**WHAT YOU WILL DO:**
From the entries below, output the line with "1. **(P2)** Swap" and each following line up to and including the line with "- **C5 — Build", exactly as written.
───── RECORD EXCERPTS ─────
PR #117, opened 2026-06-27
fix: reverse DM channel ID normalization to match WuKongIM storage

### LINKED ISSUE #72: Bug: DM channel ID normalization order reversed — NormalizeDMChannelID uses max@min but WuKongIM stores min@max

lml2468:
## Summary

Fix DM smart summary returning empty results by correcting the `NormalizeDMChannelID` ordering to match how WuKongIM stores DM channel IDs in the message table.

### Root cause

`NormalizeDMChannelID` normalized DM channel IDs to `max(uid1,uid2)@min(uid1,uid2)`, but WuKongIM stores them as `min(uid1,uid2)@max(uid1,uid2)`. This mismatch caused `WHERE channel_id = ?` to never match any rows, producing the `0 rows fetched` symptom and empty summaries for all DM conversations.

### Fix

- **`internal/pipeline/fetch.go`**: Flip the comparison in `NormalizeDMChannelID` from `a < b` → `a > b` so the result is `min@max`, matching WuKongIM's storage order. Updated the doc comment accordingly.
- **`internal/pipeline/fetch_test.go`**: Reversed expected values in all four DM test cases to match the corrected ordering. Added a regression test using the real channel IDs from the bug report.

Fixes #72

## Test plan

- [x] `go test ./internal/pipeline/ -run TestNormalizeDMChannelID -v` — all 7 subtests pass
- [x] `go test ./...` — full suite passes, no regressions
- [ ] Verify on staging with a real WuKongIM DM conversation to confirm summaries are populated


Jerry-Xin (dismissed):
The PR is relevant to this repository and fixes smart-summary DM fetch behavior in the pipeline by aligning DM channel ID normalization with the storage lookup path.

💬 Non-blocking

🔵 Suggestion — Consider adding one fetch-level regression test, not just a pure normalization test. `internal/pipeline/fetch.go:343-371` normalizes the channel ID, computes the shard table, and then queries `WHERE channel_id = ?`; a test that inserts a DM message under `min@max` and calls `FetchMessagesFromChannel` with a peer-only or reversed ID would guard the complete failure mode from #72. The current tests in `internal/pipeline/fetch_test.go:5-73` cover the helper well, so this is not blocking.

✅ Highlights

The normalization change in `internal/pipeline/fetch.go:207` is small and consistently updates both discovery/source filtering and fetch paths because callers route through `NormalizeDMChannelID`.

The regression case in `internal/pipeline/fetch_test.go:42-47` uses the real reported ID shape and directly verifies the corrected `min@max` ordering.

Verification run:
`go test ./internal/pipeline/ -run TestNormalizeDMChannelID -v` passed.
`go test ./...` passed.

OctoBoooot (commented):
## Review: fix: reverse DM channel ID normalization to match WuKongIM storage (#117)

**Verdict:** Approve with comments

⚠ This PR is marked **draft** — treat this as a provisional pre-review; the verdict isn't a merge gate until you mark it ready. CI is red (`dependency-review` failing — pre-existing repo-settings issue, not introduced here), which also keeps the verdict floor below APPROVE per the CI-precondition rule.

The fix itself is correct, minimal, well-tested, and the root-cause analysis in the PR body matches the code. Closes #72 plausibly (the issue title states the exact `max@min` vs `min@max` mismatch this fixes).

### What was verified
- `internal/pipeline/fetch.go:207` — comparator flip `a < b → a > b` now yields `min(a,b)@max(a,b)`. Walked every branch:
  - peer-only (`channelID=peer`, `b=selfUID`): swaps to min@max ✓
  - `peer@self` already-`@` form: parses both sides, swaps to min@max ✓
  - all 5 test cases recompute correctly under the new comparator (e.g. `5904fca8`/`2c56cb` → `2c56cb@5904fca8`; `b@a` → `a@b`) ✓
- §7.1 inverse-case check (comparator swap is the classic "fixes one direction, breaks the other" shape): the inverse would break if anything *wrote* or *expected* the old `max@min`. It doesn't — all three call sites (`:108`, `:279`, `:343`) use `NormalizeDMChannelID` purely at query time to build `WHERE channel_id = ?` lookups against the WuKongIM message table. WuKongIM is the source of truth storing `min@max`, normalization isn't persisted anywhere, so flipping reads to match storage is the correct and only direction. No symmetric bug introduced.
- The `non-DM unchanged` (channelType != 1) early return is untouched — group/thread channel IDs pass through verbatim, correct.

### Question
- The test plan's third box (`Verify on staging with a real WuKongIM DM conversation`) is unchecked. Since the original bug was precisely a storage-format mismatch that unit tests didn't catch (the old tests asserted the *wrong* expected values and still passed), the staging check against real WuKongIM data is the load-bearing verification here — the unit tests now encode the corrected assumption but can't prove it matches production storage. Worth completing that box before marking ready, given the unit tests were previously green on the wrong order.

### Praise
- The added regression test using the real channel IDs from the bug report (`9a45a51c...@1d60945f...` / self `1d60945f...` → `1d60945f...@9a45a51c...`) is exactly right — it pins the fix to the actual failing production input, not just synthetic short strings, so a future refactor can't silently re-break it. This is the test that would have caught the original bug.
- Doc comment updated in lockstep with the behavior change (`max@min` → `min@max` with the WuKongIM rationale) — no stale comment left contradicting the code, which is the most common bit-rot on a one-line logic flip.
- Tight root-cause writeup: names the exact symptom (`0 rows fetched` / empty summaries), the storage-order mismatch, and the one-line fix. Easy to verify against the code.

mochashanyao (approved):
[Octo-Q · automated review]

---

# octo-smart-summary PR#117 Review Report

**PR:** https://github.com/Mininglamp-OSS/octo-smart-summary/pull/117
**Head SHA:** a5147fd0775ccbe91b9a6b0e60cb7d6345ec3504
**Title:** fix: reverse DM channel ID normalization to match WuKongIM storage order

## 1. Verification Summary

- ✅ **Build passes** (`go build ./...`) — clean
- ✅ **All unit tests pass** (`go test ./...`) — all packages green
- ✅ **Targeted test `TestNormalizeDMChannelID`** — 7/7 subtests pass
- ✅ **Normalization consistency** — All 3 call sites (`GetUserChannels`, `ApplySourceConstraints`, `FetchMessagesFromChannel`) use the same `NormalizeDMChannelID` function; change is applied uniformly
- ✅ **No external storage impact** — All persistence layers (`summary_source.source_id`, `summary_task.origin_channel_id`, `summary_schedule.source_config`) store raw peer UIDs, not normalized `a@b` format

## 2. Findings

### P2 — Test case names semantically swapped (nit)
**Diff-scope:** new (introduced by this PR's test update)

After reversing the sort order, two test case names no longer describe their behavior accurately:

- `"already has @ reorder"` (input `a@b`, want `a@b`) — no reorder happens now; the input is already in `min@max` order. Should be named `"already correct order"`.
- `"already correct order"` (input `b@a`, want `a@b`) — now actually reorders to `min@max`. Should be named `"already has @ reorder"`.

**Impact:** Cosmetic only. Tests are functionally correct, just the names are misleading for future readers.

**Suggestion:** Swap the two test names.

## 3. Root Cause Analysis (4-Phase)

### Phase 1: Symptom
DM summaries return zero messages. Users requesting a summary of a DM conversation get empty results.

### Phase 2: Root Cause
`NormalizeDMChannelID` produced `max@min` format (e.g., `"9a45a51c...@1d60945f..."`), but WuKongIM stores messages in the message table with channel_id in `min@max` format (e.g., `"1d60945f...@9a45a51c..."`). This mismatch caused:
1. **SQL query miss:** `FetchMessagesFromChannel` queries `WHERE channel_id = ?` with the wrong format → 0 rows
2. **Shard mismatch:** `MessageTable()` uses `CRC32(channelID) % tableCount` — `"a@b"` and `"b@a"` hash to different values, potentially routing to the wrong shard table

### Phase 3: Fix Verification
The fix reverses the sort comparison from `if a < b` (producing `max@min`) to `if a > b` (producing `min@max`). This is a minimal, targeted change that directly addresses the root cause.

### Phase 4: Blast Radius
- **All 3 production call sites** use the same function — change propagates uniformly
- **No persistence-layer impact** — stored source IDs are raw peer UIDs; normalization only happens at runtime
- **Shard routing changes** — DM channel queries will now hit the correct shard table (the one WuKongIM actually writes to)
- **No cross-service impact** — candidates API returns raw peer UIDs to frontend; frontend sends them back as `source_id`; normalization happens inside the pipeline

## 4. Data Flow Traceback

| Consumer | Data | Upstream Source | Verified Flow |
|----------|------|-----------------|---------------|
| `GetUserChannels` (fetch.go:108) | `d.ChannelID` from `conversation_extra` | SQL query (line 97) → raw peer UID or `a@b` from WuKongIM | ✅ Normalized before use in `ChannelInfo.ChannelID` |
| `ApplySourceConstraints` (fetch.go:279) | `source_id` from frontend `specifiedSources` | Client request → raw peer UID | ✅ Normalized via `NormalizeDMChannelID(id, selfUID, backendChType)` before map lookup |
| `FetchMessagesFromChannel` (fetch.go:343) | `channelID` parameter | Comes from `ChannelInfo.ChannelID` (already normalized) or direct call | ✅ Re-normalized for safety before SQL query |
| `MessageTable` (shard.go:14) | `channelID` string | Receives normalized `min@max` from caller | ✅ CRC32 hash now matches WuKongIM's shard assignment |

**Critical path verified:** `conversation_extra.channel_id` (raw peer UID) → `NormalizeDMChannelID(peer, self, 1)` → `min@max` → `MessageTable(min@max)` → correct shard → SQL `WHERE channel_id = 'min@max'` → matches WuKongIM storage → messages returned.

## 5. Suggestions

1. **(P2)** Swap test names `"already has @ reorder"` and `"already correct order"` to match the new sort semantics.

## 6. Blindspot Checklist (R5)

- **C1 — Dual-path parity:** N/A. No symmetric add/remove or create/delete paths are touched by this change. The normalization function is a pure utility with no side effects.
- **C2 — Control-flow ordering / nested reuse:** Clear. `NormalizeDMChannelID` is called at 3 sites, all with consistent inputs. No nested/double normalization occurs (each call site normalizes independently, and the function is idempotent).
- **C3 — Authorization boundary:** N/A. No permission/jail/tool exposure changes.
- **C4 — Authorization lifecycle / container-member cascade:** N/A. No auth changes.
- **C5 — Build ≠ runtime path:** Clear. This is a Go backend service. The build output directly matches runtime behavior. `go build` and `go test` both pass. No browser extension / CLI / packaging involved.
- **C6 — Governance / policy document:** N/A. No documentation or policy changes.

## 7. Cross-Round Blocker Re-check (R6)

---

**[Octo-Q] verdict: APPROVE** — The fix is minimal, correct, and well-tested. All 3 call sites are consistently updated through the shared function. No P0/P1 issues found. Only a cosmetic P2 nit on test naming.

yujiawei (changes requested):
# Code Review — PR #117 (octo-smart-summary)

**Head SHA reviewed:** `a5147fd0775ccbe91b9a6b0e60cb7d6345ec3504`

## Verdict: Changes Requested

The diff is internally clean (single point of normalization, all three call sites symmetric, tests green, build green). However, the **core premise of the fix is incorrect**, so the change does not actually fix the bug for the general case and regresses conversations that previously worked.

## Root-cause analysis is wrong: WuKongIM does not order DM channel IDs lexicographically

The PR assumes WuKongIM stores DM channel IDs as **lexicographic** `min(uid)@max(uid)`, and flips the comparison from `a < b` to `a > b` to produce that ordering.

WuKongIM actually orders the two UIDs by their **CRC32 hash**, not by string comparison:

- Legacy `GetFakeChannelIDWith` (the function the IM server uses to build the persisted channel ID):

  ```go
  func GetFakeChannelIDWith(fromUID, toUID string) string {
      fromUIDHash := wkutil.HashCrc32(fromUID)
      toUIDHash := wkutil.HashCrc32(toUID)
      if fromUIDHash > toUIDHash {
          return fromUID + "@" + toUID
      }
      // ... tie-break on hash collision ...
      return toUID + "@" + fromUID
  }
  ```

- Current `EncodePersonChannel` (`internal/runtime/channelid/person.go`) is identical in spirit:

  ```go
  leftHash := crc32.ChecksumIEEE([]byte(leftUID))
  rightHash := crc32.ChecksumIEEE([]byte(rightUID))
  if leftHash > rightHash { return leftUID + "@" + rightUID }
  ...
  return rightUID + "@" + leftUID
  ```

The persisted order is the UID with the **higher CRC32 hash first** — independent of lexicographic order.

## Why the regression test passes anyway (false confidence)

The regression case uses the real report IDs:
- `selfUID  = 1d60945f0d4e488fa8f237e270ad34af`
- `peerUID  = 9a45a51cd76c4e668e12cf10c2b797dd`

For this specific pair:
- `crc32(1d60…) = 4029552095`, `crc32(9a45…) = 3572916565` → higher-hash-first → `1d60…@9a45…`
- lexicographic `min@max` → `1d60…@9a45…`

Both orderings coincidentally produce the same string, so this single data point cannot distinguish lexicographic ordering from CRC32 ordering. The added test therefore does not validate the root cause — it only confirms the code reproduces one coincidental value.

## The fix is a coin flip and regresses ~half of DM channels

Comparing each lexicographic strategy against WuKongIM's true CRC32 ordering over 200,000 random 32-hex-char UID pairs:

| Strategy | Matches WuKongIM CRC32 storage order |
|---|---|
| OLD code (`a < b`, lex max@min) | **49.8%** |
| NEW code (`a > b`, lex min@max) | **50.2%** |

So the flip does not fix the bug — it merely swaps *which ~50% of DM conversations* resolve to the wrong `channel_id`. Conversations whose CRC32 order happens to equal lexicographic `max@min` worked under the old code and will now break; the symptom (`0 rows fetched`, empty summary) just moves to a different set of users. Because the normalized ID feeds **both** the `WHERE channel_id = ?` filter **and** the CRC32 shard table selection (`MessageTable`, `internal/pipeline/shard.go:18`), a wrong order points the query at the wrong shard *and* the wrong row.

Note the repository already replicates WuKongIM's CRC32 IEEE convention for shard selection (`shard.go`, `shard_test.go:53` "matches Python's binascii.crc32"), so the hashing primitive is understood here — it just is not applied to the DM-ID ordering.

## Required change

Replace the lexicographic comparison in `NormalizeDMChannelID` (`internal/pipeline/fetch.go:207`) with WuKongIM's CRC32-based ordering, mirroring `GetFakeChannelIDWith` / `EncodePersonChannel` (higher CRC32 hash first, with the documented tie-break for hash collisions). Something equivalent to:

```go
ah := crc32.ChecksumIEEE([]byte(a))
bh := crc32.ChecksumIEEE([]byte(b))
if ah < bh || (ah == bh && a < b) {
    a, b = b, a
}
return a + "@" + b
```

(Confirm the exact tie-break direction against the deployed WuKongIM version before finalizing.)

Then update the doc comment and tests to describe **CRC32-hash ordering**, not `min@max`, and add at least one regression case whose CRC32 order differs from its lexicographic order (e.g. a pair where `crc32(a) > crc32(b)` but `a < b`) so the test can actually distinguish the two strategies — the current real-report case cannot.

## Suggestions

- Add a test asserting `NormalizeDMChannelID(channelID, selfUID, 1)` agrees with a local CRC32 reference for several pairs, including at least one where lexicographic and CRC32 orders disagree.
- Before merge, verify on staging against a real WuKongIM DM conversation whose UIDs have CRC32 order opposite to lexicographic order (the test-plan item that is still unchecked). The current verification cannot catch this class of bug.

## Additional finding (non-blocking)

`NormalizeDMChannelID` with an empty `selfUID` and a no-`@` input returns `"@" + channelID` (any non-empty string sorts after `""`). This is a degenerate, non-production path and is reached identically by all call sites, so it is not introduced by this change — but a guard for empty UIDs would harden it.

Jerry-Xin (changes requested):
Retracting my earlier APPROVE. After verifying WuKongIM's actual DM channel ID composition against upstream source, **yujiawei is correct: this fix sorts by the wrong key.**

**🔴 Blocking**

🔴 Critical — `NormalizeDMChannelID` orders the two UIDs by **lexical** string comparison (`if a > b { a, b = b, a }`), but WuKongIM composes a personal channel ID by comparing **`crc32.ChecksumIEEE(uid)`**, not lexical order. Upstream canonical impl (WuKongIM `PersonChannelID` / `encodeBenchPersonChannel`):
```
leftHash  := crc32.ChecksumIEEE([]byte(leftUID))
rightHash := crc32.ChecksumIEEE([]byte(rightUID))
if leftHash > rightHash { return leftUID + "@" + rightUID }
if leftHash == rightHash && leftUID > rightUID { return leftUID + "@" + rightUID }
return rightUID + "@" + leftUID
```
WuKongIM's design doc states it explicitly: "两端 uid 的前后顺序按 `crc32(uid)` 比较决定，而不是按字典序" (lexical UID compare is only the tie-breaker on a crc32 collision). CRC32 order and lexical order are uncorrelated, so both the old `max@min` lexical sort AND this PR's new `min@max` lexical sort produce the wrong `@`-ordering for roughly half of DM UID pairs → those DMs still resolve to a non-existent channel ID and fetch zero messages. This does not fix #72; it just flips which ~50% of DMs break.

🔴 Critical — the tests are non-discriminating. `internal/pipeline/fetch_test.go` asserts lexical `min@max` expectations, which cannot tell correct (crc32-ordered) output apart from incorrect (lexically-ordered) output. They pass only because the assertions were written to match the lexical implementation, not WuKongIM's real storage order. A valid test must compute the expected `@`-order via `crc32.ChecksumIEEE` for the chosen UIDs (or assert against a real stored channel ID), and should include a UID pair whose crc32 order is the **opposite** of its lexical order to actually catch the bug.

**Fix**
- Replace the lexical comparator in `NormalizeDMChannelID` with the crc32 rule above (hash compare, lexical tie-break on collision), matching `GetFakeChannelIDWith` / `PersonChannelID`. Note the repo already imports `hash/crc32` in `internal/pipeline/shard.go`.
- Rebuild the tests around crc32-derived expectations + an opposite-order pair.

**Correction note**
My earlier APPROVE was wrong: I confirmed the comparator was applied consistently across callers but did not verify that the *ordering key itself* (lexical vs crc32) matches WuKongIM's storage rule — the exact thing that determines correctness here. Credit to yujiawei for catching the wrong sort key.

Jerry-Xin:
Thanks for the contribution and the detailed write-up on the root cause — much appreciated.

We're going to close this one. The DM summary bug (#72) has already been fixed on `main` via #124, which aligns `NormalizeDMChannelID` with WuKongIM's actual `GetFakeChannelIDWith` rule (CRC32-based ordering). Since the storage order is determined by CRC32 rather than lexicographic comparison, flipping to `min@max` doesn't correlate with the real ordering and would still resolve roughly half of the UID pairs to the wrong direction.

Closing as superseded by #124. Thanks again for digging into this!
─────
**RESPONSE AREA:**
1. **(P2)** Swap test names `"already has @ reorder"` and `"already correct order"` to match the new sort semantics.

## 6. Blindspot Checklist (R5)

- **C1 — Dual-path parity:** N/A. No symmetric add/remove or create/delete paths are touched by this change. The normalization function is a pure utility with no side effects.
- **C2 — Control-flow ordering / nested reuse:** Clear. `NormalizeDMChannelID` is called at 3 sites, all with consistent inputs. No nested/double normalization occurs (each call site normalizes independently, and the function is idempotent).
- **C3 — Authorization boundary:** N/A. No permission/jail/tool exposure changes.
- **C4 — Authorization lifecycle / container-member cascade:** N/A. No auth changes.
- **C5 — Build ≠ runtime path:** Clear. This is a Go backend service. The build output directly matches runtime behavior. `go build` and `go test` both pass. No browser extension / CLI / packaging involved.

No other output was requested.